TASK ITEM - All of the data below should be output exactly as given.

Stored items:
Issue #483, opened 2026-06-03
"Adopt existing better-auth tables" preset + docs (app User vs auth identity linking)


borisno2:
## Parent

#480

## What to build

SOLUTION TO THE EXERCISE -
Issue #483, opened 2026-06-03
"Adopt existing better-auth tables" preset + docs (app User vs auth identity linking)


borisno2:
## Parent

#480

## What to build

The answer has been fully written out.